Copy out the lines of the records below, and only those lines, from the one with "tested the changes. LGTM" through the one with "Doc strings added", exactly as they appear.

*** Input Section Begins ***

PR #626, opened 2024-04-03
Stacking fault wppf

saransh13:
- Add stacking fault probability, $\alpha$ and twin probability, $\beta$ to the `wppf` module.
- Made the particle size and micro strain terms phase dependent.
- Removed anisotropic broadening, Xe and Ye for simplification.

### DIFF
--- a/hexrd/fitting/peakfunctions.py
+++ b/hexrd/fitting/peakfunctions.py
@@ -537,10 +537,10 @@ def _gaussian_pink_beam(p, x):
     g[~zmask] = \
         (0.5*(alpha*beta)/(alpha + beta)) * np.exp(u[~zmask])*t1[~zmask] \
         + np.exp(v[~zmask])*t2[~zmask]
-
     mask = np.isnan(g)
     g[mask] = 0.
-    g *= A
+    gmax = g.max()
+    g *= A/gmax
 
     return g
 
@@ -574,7 +574,8 @@ def _lorentzian_pink_beam(p, x):
 
     mask = np.isnan(y)
     y[mask] = 0.
-    y *= A
+    ymax = y.max()
+    y *= A/ymax
 
     return y
 
--- a/hexrd/fitting/peakfunctions.py
+++ b/hexrd/fitting/peakfunctions.py
@@ -539,8 +539,7 @@ def _gaussian_pink_beam(p, x):
         + np.exp(v[~zmask])*t2[~zmask]
     mask = np.isnan(g)
     g[mask] = 0.
-    gmax = g.max()
-    g *= A/gmax
+    g *= A / g.max()
 
     return g
 
--- a/hexrd/wppf/WPPF.py
+++ b/hexrd/wppf/WPPF.py
@@ -355,7 +355,6 @@ class LeBail:
                 t = t[allowed]
                 hkl = self.phases[p].hkls[allowed, :]
                 dsp = self.phases[p].dsp[allowed]
-                sf_f = sf_f[allowed]
                 tth_min = min(self.tth_min)
                 tth_max = max(self.tth_max)
                 limit = np.logical_and(t >= tth_min, t <= tth_max)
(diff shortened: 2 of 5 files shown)


hexrd/fitting/peakfunctions.py
```diff
@@ -537,10 +537,10 @@ def _gaussian_pink_beam(p, x):
     g[~zmask] = \
         (0.5*(alpha*beta)/(alpha + beta)) * np.exp(u[~zmask])*t1[~zmask] \
         + np.exp(v[~zmask])*t2[~zmask]
-
     mask = np.isnan(g)
     g[mask] = 0.
-    g *= A
+    gmax = g.max()
+    g *= A/gmax
```
psavery, line 543:
```suggestion
    g *= A / g.max()
```

This is shorter, but a not a necessary change.

hexrd/wppf/WPPF.py
```diff
@@ -340,22 +340,31 @@ def calctth(self):
...
                 hkl = self.phases[p].hkls[allowed, :]
                 dsp = self.phases[p].dsp[allowed]
+                sf_f = sf_f[allowed]
                 tth_min = min(self.tth_min)
                 tth_max = max(self.tth_max)
                 limit = np.logical_and(t >= tth_min, t <= tth_max)
                 self.tth[p][k] = t[limit]
                 self.hkls[p][k] = hkl[limit, :]
                 self.dsp[p][k] = dsp[limit]
+                if sf_f is not None and lfact_sf is not None:
```
psavery, line 365: I don't think `sf_f` could be `None`, since `sf_f = sf_f[allowed]` is above. But `sf_f` might have a `len()` of 0, or a `len()` less than or equal to the `limit` (which would cause an exception).

hexrd/wppf/WPPF.py
```diff
@@ -367,7 +376,7 @@ def initialize_Icalc(self):
 
         if self.intensity_init is None:
             if self.spectrum_expt._y.max() > 0:
-                n10 = np.floor(np.log10(self.spectrum_expt._y.max())) - 2
+                n10 = np.floor(np.log10(self.spectrum_expt._y.max())) - 1
```
psavery, line 379: Maybe the `-2` was a typo? :slightly_smiling_face:

hexrd/wppf/WPPF.py
```diff
@@ -434,77 +443,87 @@ def computespectrum(self):
...
                         tth,
                         dsp,
                         hkls,
-                        strain_direction_dot_product,
-                        is_in_sublattice,
                         tth_list,
                         Ic,
                         self.xn,
-                        self.wn,
+                        self.wn
```
psavery, line 494: I think comma at the end is good practice. You can keep it in the future.

hexrd/wppf/peakfunctions.py
```diff
@@ -417,9 +403,9 @@ def _gaussian_pink_beam(alpha,
     t2 = erfc(z)
     g = np.zeros(tth_list.shape)
     zmask = np.abs(del_tth) > 5.0
```
psavery, line 405: Looks like this `zmask` isn't actually used anymore? We can remove it if it is unused.

hexrd/wppf/phase.py
```diff
@@ -298,6 +342,31 @@ def CalcStar(self, v, space, applyLaue=False):
...
+        this function chooses a subset from a list 
+        of symmetrically equivalent reflections such
+        that there are no g and -g present.
+        """
+        klist = []
+        for i in range(ksym.shape[0]):
+            k = ksym[i,:]
+            kk = list(k)
+            nkk = list(-k)
+            if klist == []:
```
psavery, line 356:
```suggestion
            if not klist:
```

This is the standard way to check for an empty list.

psavery (approved):
Overall, code looks good to me. I'm assuming you tested it :slightly_smiling_face:

hexrd/wppf/WPPF.py
saransh13: -2 is intentional! This bit is trying to initialize the background and the starting assumption is that the background is $10^2$ times lower than the peak signal. This just seems to work better than $10^1$.

hexrd/wppf/peakfunctions.py
saransh13: Good catch. I think using the `zmask` makes the code a bit better behaved so I'll put it back.

hexrd/wppf/WPPF.py
saransh13: Fixed!

hexrd/wppf/WPPF.py
saransh13: Nice catch. Fixed now

PR #628, opened 2024-04-09
Refactor calibrators to work with lmfit

psavery:
Calibrators (instrument, powder, and laue) now utilize
lmfit for their calibration. This allows bound constraints to be
applied to the various parameters, and more complicated expression
constraints (such as engineering constraints) as well.

The instrument calibrator takes as arguments powder and laue calibrators.
The instrument calibrator creates its own lmfit parameters for the 
instrument. The powder and laue calibrators create their own lmfit
parameters for their respective parameters. All calibrators keep
track of the names of their own parameters, utilize these when performing
calibration, and update their parameter values.

The composite calibrator was completely removed, since it was almost
identical to the instrument calibrator (which is now preferred).


saransh13 (approved):
tested the changes. LGTM

PR #630, opened 2024-04-11
Use scipy's `convolve` for snip1d

psavery:
According to the [scipy documentation](https://docs.scipy.org/doc/scipy/reference/generated/scipy.signal.convolve.html#scipy.signal.convolve), `convolve` will automatically pick which method to use depending on which method it thinks will be faster.

We were forcing it to use `fftconvolve` before, which, for our example, took about 1.588 seconds to run. Switching to `convolve` now takes about 0.468 seconds instead, so it is noticeably faster.

In our example, the final snip1d result had a max difference of `2.6e-13` compared to using `fftconvolve`, so it appears to have a minimal impact on the results.


saransh13 (approved):
LGTM

PR #632, opened 2024-04-16
Update ca certificates for centos Linux build

psavery:
Otherwise, wget is complaining that the certificates are expired when it tries to download miniconda from the anaconda website...


saransh13 (approved):
LGTM

PR #635, opened 2024-04-19
Invalidate sample layer past critical beta

psavery:
xy points on the detector past the critical beta have very high values and start appearing unrealistic. Just set any values to nan that are past the critical beta.

Note that we are not invalidating map values past the critical beta for now, because they actually appear okay when warping the polar view. This is because they move too far and disappear (which is actually what we want when warping to the polar view).


saransh13 (approved):
LGTM

PR #636, opened 2024-04-26
Downgrade packaging macos to 12

psavery:
This is the last version to use x86_64. The runners are starting to, by default, use arm64 (Apple silicon).


saransh13 (approved):
LGTM

PR #645, opened 2024-05-31
Rietveld phase fraction fix

saransh13:
The fix works provided all the phase fractions are refined simultaneously. The refinement of all phase fractions will be coupled in a future PR.


psavery (approved):
LGTM!

PR #647, opened 2024-06-19
Docstrings

kevindlewis23:
Doc strings added in xf_new_capi.  Also fixed a bug in [xy_to_gvec](https://github.com/Verdant-Evolution/hexrd/blob/441912346cbea972f86b3f979d412befd7e4e2a8/hexrd/transforms/new_capi/xf_new_capi.py#L339C1-L342C1) where a variable name was incorrect.

The [make_binary_rmat](https://github.com/Verdant-Evolution/hexrd/blob/5287b0a553892ba111731d3f1864dff0a56666c0/hexrd/transforms/new_capi/xf_new_capi.py#L449C1-L454C39) function does not have a doc string as I could not find any documentation about it.  Is it necessary to keep around, or is it unused?

 Also, in some testing, I found that the [unit_vector](https://github.com/Verdant-Evolution/hexrd/blob/5287b0a553892ba111731d3f1864dff0a56666c0/hexrd/transforms/new_capi/xf_new_capi.py#L343-L373) function is transposed as to what it was in the old xf api, which is what most of the functions use (it's nx3 instead of 3xn).  Is this intended?

### DIFF
--- a/hexrd/transforms/new_capi/xf_new_capi.py
+++ b/hexrd/transforms/new_capi/xf_new_capi.py
@@ -45,23 +45,23 @@ def angles_to_gvec(angs, beam_vec=None, eta_vec=None, chi=None, rmat_c=None):
     Parameters
     ----------
     angs : ndarray
-        The euler angles of diffraction. The last dimension must be 3.  In 
+        The euler angles of diffraction. The last dimension must be 3.  In
         (2*theta, eta, omega) format.
     beam_vec : ndarray, optional
-        Unit vector pointing towards the X-ray source in the lab frame.  
+        Unit vector pointing towards the X-ray source in the lab frame.
         Defaults to [0,0,-1]
     eta_vec : ndarray, optional
         Vector defining eta=0 in the lab frame.  Defaults to [1,0,0]
     chi : float, optional
         The inclination angle of the sample frame about the lab frame X.
     rmat_c : ndarray, optional
-        The change of basis matrix from the reciprocal frame to the crystal 
+        The change of basis matrix from the reciprocal frame to the crystal
         frame.  Defaults to the identity.
 
     Returns
     -------
     ndarray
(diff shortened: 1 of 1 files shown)


hexrd/transforms/new_capi/xf_new_capi.py
```diff
@@ -28,142 +29,364 @@
...
+    bMat,
+    wavelength,
+    vInv=None,
+    beamVec=cnst.beam_vec,
+    etaVec=cnst.eta_vec,
+):
     # this was oscillAnglesOfHKLs
     hkls = np.array(hkls, dtype=float, order='C')
     if vInv is None:
         vInv = np.ascontiguousarray(vInv_ref.flatten())
```
kevindlewis23, line 359: I think this is also a bug, vInv_ref doesn't seem to be defined.  But I don't think this funciton is used anyway,

hexrd/transforms/new_capi/xf_new_capi.py
```diff
@@ -28,142 +29,364 @@
...
+
+    Returns
+    -------
+    ndarray
+        (3,n) ndarray of n unit reciprocal lattice vectors (a.k.a. lattice
+        plane normals)
+
+    """
     assert hkl.shape[0] == 3, 'hkl input must be (3, n)'
     return unitVector(np.dot(bMat, hkl))
```
kevindlewis23, line 163: Undefined referenec here. Should be unit_vector, but I didn't change it because unit_vector works as the transpose of unitVector (so you either change unit_vector or do unitVector(np.dot(bMat, hkl).T).T). Also it's not part of the API

psavery (approved):
Thanks Kevin! This is really helpful. We need more docs like these...

kevindlewis23:
Recommendations incorporated, should be ready to push.

psavery (approved):

PR #649, opened 2024-06-21
Absorption correction

psavery:
This adds a physics package class along with code to perform absorption corrections due to components of the physics package or components on the detectors.


setup.py
```diff
@@ -12,6 +12,7 @@
 
 install_reqs = [
     'appdirs',
+    'chemparse',
```
psavery, line 15: We will need to add `chemparse` as a conda dependency as well.

saransh13 (commented):
Some minor issues with distortion which we will fix later. Otherwise LGTM

saransh13 (approved):

PR #783, opened 2025-03-13
 Improve rectangle operation performance

ChristosT:
# Overview

Provide optimized implementation for when applying the rectangle operator in an imageseries as its first operation. 

ImageSeriesAdapter class has a new method
```
def get_region(self, frame_idx: int, region: RegionType) -> np.ndarray:
    r = region
    return self[frame_idx][r[0][0]:r[0][1], r[1][0]:r[1][1]]
```
Derived classes can offer optimized implementations. 
only ```FrameCacheImageSeriesAdapter```  and ``HDF5ImageSeriesAdapter`` take advantage of this for now.

# Affected Workflows

workflows utilizing `ProcessedImageSeries` should see a  speedup if they use the rectangle operation as their first operation.
Results running locally on a 1441 frame dataset
| format            | before (s) | after(s) | % improvement |
|-------------------|------------|----------|---------------|
| framecache (npz)  | 1020       | 59       | 94%           |
| framecache (fch5) | 935        | 40.3     | 95%           | 
| raw hdf5                | 6020       | 6070     | -0.8 %        | 

# Documentation Changes
no documentation changes

### DIFF
--- a/hexrd/imageseries/process.py
+++ b/hexrd/imageseries/process.py
@@ -8,7 +8,7 @@ from .baseclass import ImageSeries
 
 
 class ProcessedImageSeries(ImageSeries):
-    """imsageseries based on existing one with image processing options
+    """imageseries based on existing one with image processing options
 
     Parameters
     ----------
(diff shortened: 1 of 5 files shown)


hexrd/imageseries/process.py
```diff
@@ -56,9 +56,23 @@ def __iter__(self):
...
+       # note: key refers to original imageseries
+        oplist = self.oplist
+
+        # when rectangle is the first operatation we can try to call the
+        # optimized version.  If the adaptor provides one it should be
+        # signifcantly faster if not it will fallback to the same
+        # implementation that _rectangle provides.
+        if oplist and  oplist[0][0] == self.RECT:
+            region = oplist[0][1]
+            img = self._rectangle_optimized(key,region)
```
psavery, line 68:
```suggestion
        # when rectangle is the first operation we can try to call the
        # optimized version.  If the adapter provides one it should be
        # signifcantly faster if not it will fallback to the same
        # implementation that _rectangle provides.
        if oplist and  oplist[0][0] == self.RECT:
            region = oplist[0][1]
            img = self._rectangle_optimized(key, region)
```

hexrd/imageseries/process.py
```diff
@@ -81,6 +95,9 @@ def _subtract_dark(self, img, dark):
         ret[ret < 0] = 0
         return ret
 
+    def _rectangle_optimized(self, img_key, r):
+        return self._imser._adapter.get_region(img_key,r)
```
psavery, line 99:
```suggestion
        return self._imser._adapter.get_region(img_key, r)
```

psavery (approved):
This is a great improvement, thanks Christos!

PR #785, opened 2025-03-24
Unpin pycifrw

psavery:
It seems that the [issue](https://github.com/jamesrhester/pycifrw/issues/14) that caused us to pin it has been fixed.


bnmajor (approved):
Awesome!

PR #787, opened 2025-03-27
Handle recursion in imageseries get_region()

psavery:
Sometimes (as is the case for `OmegaImageSeries`), `self._adapter` is itself an imageseries, rather than an imageseries adapter.

To handle this recursion, use a forwarding function on the `ImageSeries` base class to forward the call to its adapter (which, if the adapter is itself an imageseries, will then forward the call to its own adapter).

This fixes running [this example](https://github.com/HEXRD/examples/blob/master/NIST_ruby/multiruby_dexelas/include/mruby_config_composite_roi.yml).

### DIFF
--- a/hexrd/imageseries/baseclass.py
+++ b/hexrd/imageseries/baseclass.py
@@ -1,6 +1,9 @@
 """Base class for imageseries
 """
-from .imageseriesabc import ImageSeriesABC
+import numpy as np
+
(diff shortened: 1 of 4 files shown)


ChristosT (approved):
Looks great! By the way how come we didn't catch that in the CI ? Is this example skipped from the tests ?

psavery:
Yeah, not every example is ran in the tests. Maybe we should add that one.

PR #788, opened 2025-04-01
Modified pinhole area correction

saransh13:
# Overview

An error was discovered in the pinhole area correction based on the CeO2 data recorded on TARDIS. An extra `sec(beta)` factor was added to the correction published in Rygg et al., Rev. Sci. Instrum. 91, 043902 (2020). This PR makes that change. 

Another small modification was made to use the existing functionality in the `transforms` module to compute the `beta` angles. This streamlines the function.


psavery (approved):
LGTM!

PR #791, opened 2025-04-10
Remove instrument detection from phutil

psavery:
We originally had instrument-specific behavior for some angles, but that was fixed, and we no longer need that.

We are in the process of adding the FIDDLE instrument, which ought to be the same.


psavery:
This is being superseded by #792. We unfortunately have to keep the instrument detection, because there is not enough information in the instrument config to determine the shifts. These shifts depend on the relationship of Lab X, Y, Z to the assumed axes in the pinhole code.

PR #792, opened 2025-04-11
Add required x-axis and eta shifts for Fiddle instrument

psavery:
These are necessary for correct pinhole corrections for FIDDLE.


saransh13 (approved):
LGTM.

PR #793, opened 2025-04-16
Fix some bugs with the detector class

saransh13:
Two bug fixes in this PR:

1. fix missing bvec argument from cylindrical detectors, same as the planar detectors.
2. fix runtime warning for pinhole effective area correction due to `sqrt` of a negative number.

### DIFF
--- a/hexrd/instrument/cylindrical_detector.py
+++ b/hexrd/instrument/cylindrical_detector.py
@@ -210,11 +210,25 @@ class CylindricalDetector(Detector):
             'cols': self.cols,
         }
 
-    def pixel_tth_gradient(self, origin=ct.zeros_3):
-        return _pixel_tth_gradient(origin=origin, **self._pixel_angle_kwargs)
+    def pixel_tth_gradient(self, origin=ct.zeros_3, bvec: np.ndarray | None = None):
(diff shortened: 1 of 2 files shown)


hexrd/instrument/cylindrical_detector.py
```diff
@@ -117,7 +117,9 @@ def cart_to_dvecs(self,
                                                tVec_c=tvec_c,
                                                normalize=False)
 
-    def pixel_angles(self, origin=ct.zeros_3):
+    def pixel_angles(self, origin=ct.zeros_3, bvec: np.ndarray | None = None):
+        if bvec is None:
+            bvec = self.bvec
```
psavery, line 122: We need to pass this `bvec` to the kwargs for `_pixel_angles` somehow. I'd suggest removing the bvec from the `self._pixel_angle_kwargs` and calling `_pixel_angles` like this:

```python
        return _pixel_angles(origin=origin, bvec=bvec, **self._pixel_angle_kwargs) 
```

psavery: Done.

psavery (approved):

PR #794, opened 2025-04-29
WPPF fixes

saransh13:
WPPF module had a few edge case issues that showed up in the Rietveld and LeBail methods. This was leading to errors when the spline background method was being used. This PR fixes those issues.

There was an additional bug when more reflections were selected in the material than allowed by the X-ray wavelength or the detector coverage. This issue has also been fixed.

### DIFF
--- a/hexrd/wppf/WPPF.py
+++ b/hexrd/wppf/WPPF.py
@@ -209,7 +209,6 @@ class LeBail:
                 self._background.append(Spectrum(x=tth, y=np.zeros(tth.shape)))
 
         elif "spline" in self.bkgmethod.keys():
-            self._background = []
 
             points = self.bkgmethod["spline"]
             if not points:
@@ -217,11 +216,7 @@ class LeBail:
                     "Background points must be set to use spline"
                 )
 
-            for i, pts in enumerate(np.asarray(points)):
-                tth = self._spectrum_expt[i]._x
-                x = pts[:, 0]
-                y = pts[:, 1]
-                self._background.append(self.splinefit(x, y, tth))
+            self.splinefit(np.squeeze(np.array(points)))
 
         elif "chebyshev" in self.bkgmethod.keys():
             self.chebyshevfit()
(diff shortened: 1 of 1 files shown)


hexrd/wppf/WPPF.py
```diff
@@ -307,15 +302,19 @@ def chebyshevfit(self):
...
+        self._background = []
+        x = points[:,0]
+        y = points[:,1]
         cs = CubicSpline(x, y)
-        bkg = cs(tth)
-        return Spectrum(x=tth, y=bkg)
+        for i, s in enumerate(self._spectrum_expt):
+            tth = self._tth_list[i]
+            bkg = cs(tth)
+            self._background.append(Spectrum(x=tth, y=cs(tth)))
```
psavery, line 317:
```suggestion
            self._background.append(Spectrum(x=tth, y=bkg))
```

Can it be this instead?

hexrd/wppf/WPPF.py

*** Input Section Ends ***

## Solution below
tested the changes. LGTM

PR #630, opened 2024-04-11
Use scipy's `convolve` for snip1d

psavery:
According to the [scipy documentation](https://docs.scipy.org/doc/scipy/reference/generated/scipy.signal.convolve.html#scipy.signal.convolve), `convolve` will automatically pick which method to use depending on which method it thinks will be faster.

We were forcing it to use `fftconvolve` before, which, for our example, took about 1.588 seconds to run. Switching to `convolve` now takes about 0.468 seconds instead, so it is noticeably faster.

In our example, the final snip1d result had a max difference of `2.6e-13` compared to using `fftconvolve`, so it appears to have a minimal impact on the results.


saransh13 (approved):
LGTM

PR #632, opened 2024-04-16
Update ca certificates for centos Linux build

psavery:
Otherwise, wget is complaining that the certificates are expired when it tries to download miniconda from the anaconda website...


saransh13 (approved):
LGTM

PR #635, opened 2024-04-19
Invalidate sample layer past critical beta

psavery:
xy points on the detector past the critical beta have very high values and start appearing unrealistic. Just set any values to nan that are past the critical beta.

Note that we are not invalidating map values past the critical beta for now, because they actually appear okay when warping the polar view. This is because they move too far and disappear (which is actually what we want when warping to the polar view).


saransh13 (approved):
LGTM

PR #636, opened 2024-04-26
Downgrade packaging macos to 12

psavery:
This is the last version to use x86_64. The runners are starting to, by default, use arm64 (Apple silicon).


saransh13 (approved):
LGTM

PR #645, opened 2024-05-31
Rietveld phase fraction fix

saransh13:
The fix works provided all the phase fractions are refined simultaneously. The refinement of all phase fractions will be coupled in a future PR.


psavery (approved):
LGTM!

PR #647, opened 2024-06-19
Docstrings

kevindlewis23:
Doc strings added in xf_new_capi.  Also fixed a bug in [xy_to_gvec](https://github.com/Verdant-Evolution/hexrd/blob/441912346cbea972f86b3f979d412befd7e4e2a8/hexrd/transforms/new_capi/xf_new_capi.py#L339C1-L342C1) where a variable name was incorrect.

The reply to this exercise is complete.